Direct economic impact, on the other hand, refers to measures of the importance of sectors that are using GPS. Total economic impact is the importance of sectors affected by GPS, whether they are using it or not. Total economic impact of GPS is virtually the size of the whole economy, so it is not very meaningful.
Direct economic impact is measured by value added of using sectors when the purpose is to avoid duplication among sectors that buy from and sell to each other. It may be measured by revenue for a single sector when adding sectors is not involved, so there is no need to avoid duplication.
The distinction between economic value and economic impact is critical. Even if economic impact is measured by value added rather than revenue, the value is not the net addition to the economy from the use of the product or technology.

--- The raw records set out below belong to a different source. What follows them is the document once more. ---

PR #598, opened 2019-11-20
GmailJS 493 - Issue is fixed

shashikiran-im:
Change Log,
1. Fixed the issue of apply label event not working when multiple labels are applied to single / multiple emails from inbox is fixed.

### DIFF
--- a/src/gmail.js
+++ b/src/gmail.js
@@ -1012,7 +1012,7 @@ var Gmail = function(localJQuery) {
         return obj
             && obj["1"]
             && Array.isArray(obj["1"])
-            && obj["1"].length === 1
+            && obj["1"].length >= 1
             && typeof obj["1"]["0"] === 'string';
     };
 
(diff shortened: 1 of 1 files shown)


src/gmail.js
```diff
@@ -1176,8 +1177,14 @@ var Gmail = function(localJQuery) {
...
-            return action_map[action];
+            
+            //Check if label is applied to email / existing email is moved to an label
+            if(action.startsWith(apply_label) && api.check.data.is_first_type_action(threadData)) {
+                return action_map[apply_label];
+            } else {
+                return action_map[action];
+            }
+            
         } else {
```
josteink: We now have an `if` nested inside an `if`. I really don't like stuff like that. That's how spaghetti-code starts 😄 

Could you make this into a three-way `if`, `else if`, `else` instead? If you start with the `null`-condition, that would end up looking much cleaner.

josteink:
Hey there and thanks for yet another patch! Keep them coming 😄 

For this PR, I think the code looks mostly good, apart from 1 comment I've left requesting some changes.

What I'd also like to see before merging is a test-case which verifies that this code actually works. Could you please add that as well?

It is only the size of the using sector. See Figure 1.
Figure 1. Measuring GPS economic value and economic impact. (Chart: author)
The GSA Study
The most comprehensive estimates of global GNSS market size come from the European GNSS Agency (GSA), which has released four market reports from 2010 through 2015. The data are measures of economic impact and not economic value. The reports are of great interest because of their comprehensive global look at the sizes of markets and inclusion of forecasts. In contrast, the emphasis in this part of the present study is on current economic value, with U.S. benefits assessed for GPS.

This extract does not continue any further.